Washington Editor
Theravance Inc. could receive in excess of $252 million under terms of a new license agreement with a familiar partner, GlaxoSmithKline plc.
In the preclinical deal, the London-based pharmaceutical firm exercised its option to license Theravance's inhaled bifunctional muscarinic antagonist/beta2 agonist (MABA) program as part of their broad alliance formed nearly a year ago. That partnership provides GSK access to a variety of Theravance's portfolio products for a number of therapeutic areas including respiratory disease, overactive bladder and gastrointestinal disorders. Part of that $129 million deal provided for GSK to increase its 6 percent ownership of Theravance to 19 percent. (See BioWorld Today, April 1, 2004.)
The South San Francisco-based company's MABA program is the third respiratory program GSK has licensed, following prior deals related to long-acting beta2 agonist (LABA) and long-acting muscarinic antagonist programs. The LABA deal has a potential worth of $545 million for Theravance. (See BioWorld Today, Jan. 7, 2003.)
Officials at the company could not be reached for comment, though in a press release, its executive vice president of research, Pat Humphrey, said, "We combined bifunctional activity and high lung selectivity to identify a potential medicine with greater efficacy and equal or better tolerability than single-mechanism bronchodilators. We also pursued this program because we believe this type of bifunctional molecule could serve as a basis for improved triple therapy' through co-formulation with another inhaled respiratory compound into a single product that could potentially deliver three complementary therapeutic effects for patients with respiratory disease."

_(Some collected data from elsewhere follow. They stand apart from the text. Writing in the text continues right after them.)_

PR #9726, opened 2026-07-20
feat(api-client): switchable form view for JSON and YAML request bodies

bielu:
## Problem

The request body editor only ever shows JSON/YAML bodies as raw text in a code editor, even
though the OpenAPI schema for the body is usually known. Users who just want to fill in a few
fields have to hand-write JSON/YAML — remembering property names, valid enum values, and
required fields themselves — instead of getting a structured, guided editor the way
`multipart/form-data` and `application/x-www-form-urlencoded` bodies already do.

## Solution

Add a **Form / Raw** toggle next to the content-type selector in `RequestBody.vue`. It appears
whenever the selected content type is JSON or YAML (including `+json` / `+yaml` vendor types)
and the body is — or per its schema should be — an object at the root. It's disabled (with a
tooltip) when the current raw text doesn't parse.

The Form view renders one row per schema property, reusing the existing form-table components
(`RequestTable` / `RequestTableRow`) that already power the multipart editor: enum dropdowns,
required badges, defaults, schema examples, and per-field validation come for free. Nested
object schemas flatten into dotted-path rows (`meta.created`), matching the multipart editor's
convention.

Edits fold back into a typed object using the property's declared schema type — numbers,
booleans, arrays, and nested objects survive the round trip instead of being flattened to
strings — then get serialized (JSON or YAML, matching the selected content type) and emitted
through the existing `update:value` event. No new store mutator or event was needed: the store,
raw editor, request sending, and code snippet generation all already consume that event.

```
Form view:                          Raw view:
┌────────────────────────┐         ┌────────────────────────┐
│ name     │ Ada          │         │ {                       │
│ age      │ 36           │   <->   │   "name": "Ada",        │
│ role     │ [admin ▾]    │         │   "age": 36,             │
│ meta.tag │ beta         │         │   "role": "admin",       │
└────────────────────────┘         │   "meta": { "tag": ... } │
                                     │ }                        │
                                     └────────────────────────┘
```

### Design decisions

- **Default is Raw** — no behavior change for existing users; the toggle is purely additive.
- **Storage format unchanged** — the form view emits a serialized string through the existing
  `update:value` event, so no new persistence format or mutator was introduced.
- **Non-object roots** (arrays, primitives) stay raw-only in this iteration — the form view only
  makes sense for object-shaped bodies.
- **Formatting isn't preserved across Form → Raw** — switching back re-serializes the body, so
  original key order / whitespace / YAML comments are not retained. Same trade-off the
  multipart editor already accepts.
- **Undeclared properties** get best-effort JSON-shape coercion (`"5"` → `5`, `"true"` → `true`)
  so untouched values don't silently become strings on their first edit, while schema-declared
  properties always use the schema's type as the source of truth.

### Changes

**`@scalar/workspace-store`:**
- Factored the type-coercion logic that already existed inside the multipart request-body
  builder out into a new shared, exported module: `builder/body/schema-value-coercion.ts`
  (`buildDottedNestedRowPredicate`, `coerceLeafValueToSchemaType`, `resolveLeafSchema`), plus a
  new `coerceUntypedValue` for schema-less properties. Re-exported from
  `@scalar/workspace-store/request-example`. `build-request-body.ts` now imports these instead
  of defining them privately — behavior-neutral refactor, covered by the existing test suite.

**`@scalar/api-client`:**
- `helpers/structured-body-codec.ts` — JSON/YAML parse+stringify pair, selected by content-type
  essence.
- `helpers/get-structured-body-rows.ts` — builds form rows from a parsed body + schema (reuses
  the `collectExampleRows` / `collectLeafProperties` walkers, now exported from
  `get-form-body-rows.ts`).
- `helpers/fold-structured-body-rows.ts` — folds edited rows back into a typed nested object.
- `components/RequestBodyStructured.vue` — the form view component (mirrors
  `RequestBodyForm.vue`); guards against rebuilding rows from its own just-emitted value so
  typing doesn't churn focus and a just-cleared field doesn't reappear.
- `components/RequestBodyViewToggle.vue` — the Form/Raw toggle (same pattern as the existing
  `ResponseBodyToggle.vue`).
- `components/RequestBody.vue` — wires the toggle, parses/validates the raw body for form
  eligibility, and falls back to Raw automatically if the form view stops being available.

**Docs:** new feature bullet in `packages/api-client/README.md`.

### Tests

- `schema-value-coercion.test.ts` (workspace-store): unit tests for the newly-exported
  coercion helpers, including the new `coerceUntypedValue`.
- `get-structured-body-rows.test.ts`, `fold-structured-body-rows.test.ts`: row building and
  fold-back, including **JSON and YAML round-trip stability tests** (parse → rows → fold →
  serialize → parse equals the original, with types preserved).
- `RequestBodyStructured.test.ts`: component tests for row rendering, emitting serialized
  JSON/YAML, and the self-echo guard.
- Existing suites (`build-request-body.test.ts`, `RequestBodyForm.test.ts`,
  `get-form-body-rows.test.ts`, `RequestBody.test.ts`) all pass unchanged, confirming the
  refactor didn't alter multipart/urlencoded behavior.
- `vue-tsc --noEmit` passes clean on `@scalar/api-client`.

## Checklist

- [x] I added a changeset. 
- [x] I added tests.


hanspagel (approved):
sick feature!!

According to its press release, in exchange for the latest license, Theravance could receive up to $252 million in up-front and milestone payments, should the program produce both single-agent and combination products and if certain milestones are achieved. It also would get royalties on any sales. Effective immediately, GSK will fund all future development, manufacturing and commercialization activities for product candidates stemming from the MABA program, which is generating long-acting inhaled bronchodilators that function both as muscarinic receptor antagonists and beta2 receptor agonists.
The compounds are under investigation for their potential to treat patients with chronic obstructive pulmonary disease and, possibly, asthma. The lead candidate, TD-5959, already is in preclinical development.
Pursuant to another area of the companies' wide-ranging relationship, GSK declined its option to license Theravance's short-acting sedative-hypnotic program. As a result, Theravance is free to pursue its development alone or with another partner.
For the Theravance programs GSK accepts, the latter will pay for further development, manufacturing and commercialization activities, as well as provide milestone payments ranging from $162 million to $240 million per program.
Theravance, which last fall completed a $98.4 million initial public offering, has a late-stage product in partnership with GSK, the Beyond Advair collaboration. Another of its clinical-stage products is telavancin, its lead investigational antibiotic that is in Phase III studies. Its overall research efforts are directed at respiratory disease, bacterial infections, overactive bladder and gastrointestinal motility disorders. (See BioWorld Today, Oct. 8, 2004.)
On Tuesday, its shares (NASDAQ:THRX) gained 11 cents to close at $18.19.